# Ordering a tent advice wanted!



## Herm (Jan 8, 2012)

Well I am finally getting a space of my own to grow in and I am going to be growing out of a tent for a little while.

I am thinking of getting a Dark Room DR150 II (hxxp://www.secretjardin.eu/index/galerie/lang-en/id_page-135/) 60" by 60" by 80" growing tent.  I really don't know much about tents but this one was talked up pretty good by the staff at the local shop.  I am going to put 2 600 watt lights in there, I am sure I can fit them in there and I do not think I will have an issue with heat control.  Odor control is also not an issue.

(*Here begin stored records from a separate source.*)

PR #7430, opened 2019-07-24
[py] Remove 'resolve_ip' option from RemoteConnection

### LINKED ISSUE #1729: Python Selenium Client is by default resolving ip adresses and not sending domain names

### LINKED ISSUE #2509: python client bindings do not support remote https selenium grid endpoints.

GQAssurance:
Resolving the IP within Selenium is never necessary; This is always the wrong thing to do when dealing with HTTPS connections, as no certificates are issued for IP-addresses.

This is a conflict-free update of PR #3515.

Fixes #1729
Fixes #2509

### DIFF
--- a/py/selenium/webdriver/edge/webdriver.py
+++ b/py/selenium/webdriver/edge/webdriver.py
@@ -76,7 +76,6 @@ class WebDriver(RemoteWebDriver):
         RemoteWebDriver.__init__(
             self,
             command_executor=RemoteConnection(self.service.service_url,
-                                              resolve_ip=False,
                                               keep_alive=keep_alive),
             desired_capabilities=capabilities)
         self._is_remote = False
--- a/py/selenium/webdriver/remote/remote_connection.py
+++ b/py/selenium/webdriver/remote/remote_connection.py
@@ -27,8 +27,6 @@ try:
     from urllib import parse
 except ImportError:  # above is available in py3+, below is py2.7
     import urlparse as parse
-
-from selenium.webdriver.common import utils as common_utils
 from selenium import __version__
 from .command import Command
 from .errorhandler import ErrorCode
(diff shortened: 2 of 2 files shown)


lmtierney:
@AutomatedTester @davehunt this will need to have conflicts resolved due to a change from `/py` to `/python` but can we get this pulled in? Digging through the history, it seems we started resolving solely to support Edge. Whatever the original reasoning one seems to go out the window now with Edge being Chromium-based.

GQAssurance:
> @AutomatedTester @davehunt this will need to have conflicts resolved due to a change from `/py` to `/python` but can we get this pulled in? Digging through the history, it seems we started resolving solely to support Edge. Whatever the original reasoning one seems to go out the window now with Edge being Chromium-based.

The original pr #3515 appears like it was approved in principle, but never merged because the original author didn't resolve the conflicts.

Right now this PR doesn't have any conflicts with base, could you explain the `/py` vs. `/python` issue?

Based on my understanding, it appears Selenium is needlessly resolving IPs which I believe is a task better left left to the libraries.   Even though the case which exposed this (Edge browsers) is no longer a problem, it seems like this resolution code adds complexity to the Selenium project for no gain, and perhaps similar problems in the future.

lmtierney:
> Right now this PR doesn't have any conflicts with base, could you explain the `/py` vs. `/python` issue?

Disregard this. The `/py` directory was temporarily changed to `/python` but now it is back to `/py`.
 
> Based on my understanding, it appears Selenium is needlessly resolving IPs which I believe is a task better left left to the libraries. Even though the case which exposed this (Edge browsers) is no longer a problem, it seems like this resolution code adds complexity to the Selenium project for no gain, and perhaps similar problems in the future.

I'm all for the change, but wanted some input from others.

cgoldberg:
👍

GQAssurance:
> I'm all for the change, but wanted some input from others.

Glad to hear.  I also am eager to receive any kind of input, especially the critical kind :)

AutomatedTester:
Thanks for this change, it looks good to me

PR #7442, opened 2019-07-28
Selenium 4.0 grid browser priority, first cut

mmerrell:
Grid Browser Session priority, first cut at working logic with unit tests.

There's more code than necessary, and an abusive amount of commentary, but this should correctly prioritize where sessions go based on browser "rarity". Still need a code review and some unit tests, but I wanted to put this up for review and feedback. There's plenty to optimize, but I think this does the job.

### DIFF
--- a/java/server/src/org/openqa/selenium/grid/distributor/local/LocalDistributor.java
+++ b/java/server/src/org/openqa/selenium/grid/distributor/local/LocalDistributor.java
@@ -163,7 +163,8 @@ public class LocalDistributor extends Distributor {
    * Takes a Stream of Hosts, along with the Capabilities of the current request, and prioritizes the
    * request by removing Hosts that offer Capabilities that are more rare. e.g. if there are only a
    * couple Edge nodes, but a lot of Chrome nodes, the Edge nodes should be removed from
-   * consideration when Chrome is requested
+   * consideration when Chrome is requested. This does not currently take the amount of load on the
+   * server into consideration--it only checks for availability, not how much availability
    * @param hostStream Stream of hosts attached to the Distributor (assume it's filtered for only those that offer these Capabilities)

Any advice would be appreciated keeping in mind the gear I have.  My budget is also around 300.


----------



## nouvellechef (Jan 8, 2012)

I would go with the new Gro-lab 145. These new models are super nice. Luv my new 8x8. The bomb. Some have clear viewing windows. If you dont want it, make sure to get model without one. Not sure if a cover zips over window or not.


----------



## Herm (Jan 8, 2012)

:holysheep: 

You may have saved me from mistake!


----------



## Herm (Jan 8, 2012)

The Growlab 145 has moved into first position so far.


----------



## bubba902 (Jan 8, 2012)

Just do it yourself.
I built mine 4x3x5 for 40$
I used 10x25 black white polyfilm, half in pvc pipe.
Still ordering zipper materials


----------



## Herm (Jan 8, 2012)

I have no interest in building my own.  If I was going to go that route I would just use 2x4's and drywall.


----------



## bubba902 (Jan 8, 2012)

I dont see the point in buying it for 5 times the price..
I almost bought one to BUT I like diy stuff


----------



## Hushpuppy (Jan 8, 2012)

Just remember that even if odor and heat are not a problem, the need for fresh air is. Your plants need fresh air as much as they need light and water. Without an exaust fan to pull the hot stale air out of the tent and fresh cool air into the tent, the plants will suffer and so will the yeild. You don't need any intake fans but you will want to get a good exaust fan. The tent has holes made in it for this purpose. You will also want to have one or more small fans within the plant area to keep the air moving as this keeps them cooler and delivers CO2 to the leaves, and the gentle swaying motion given to the plants strengthens the stems and readies them for the weight of the buds.


----------



## Herm (Jan 8, 2012)

Thanks for the heads up but I am mainly interested in information specifically related to tents.  I understand the basic needs of growing pretty good.


----------



## Herm (Jan 8, 2012)

bubba902 said:
			
		

> I dont see the point in buying it for 5 times the price..
> I almost bought one to BUT I like diy stuff



300 bucks is not unreasonable for what they offer in my opinion.


----------



## nouvellechef (Jan 8, 2012)

bubba902 said:
			
		

> I dont see the point in buying it for 5 times the price..
> I almost bought one to BUT I like diy stuff



Many benefits. 

- Time you save building the dam thing

- Vent ports and electrical ports all over w/ zip ties to seal ducting

- Waterproof flooring

- Put it up and take down in 30 min

- Really nice heavy duty zippers

- lightproof passive vent ports

- entrys on all sides


----------



## Growdude (Jan 9, 2012)

I have  DR150 II and I like it.
very light tight
and all metal poles lets me hang a un believable amount of weight with a 1000w, can fan and can 33 filter, co2 generator and motorized dampers its close to 100 lbs.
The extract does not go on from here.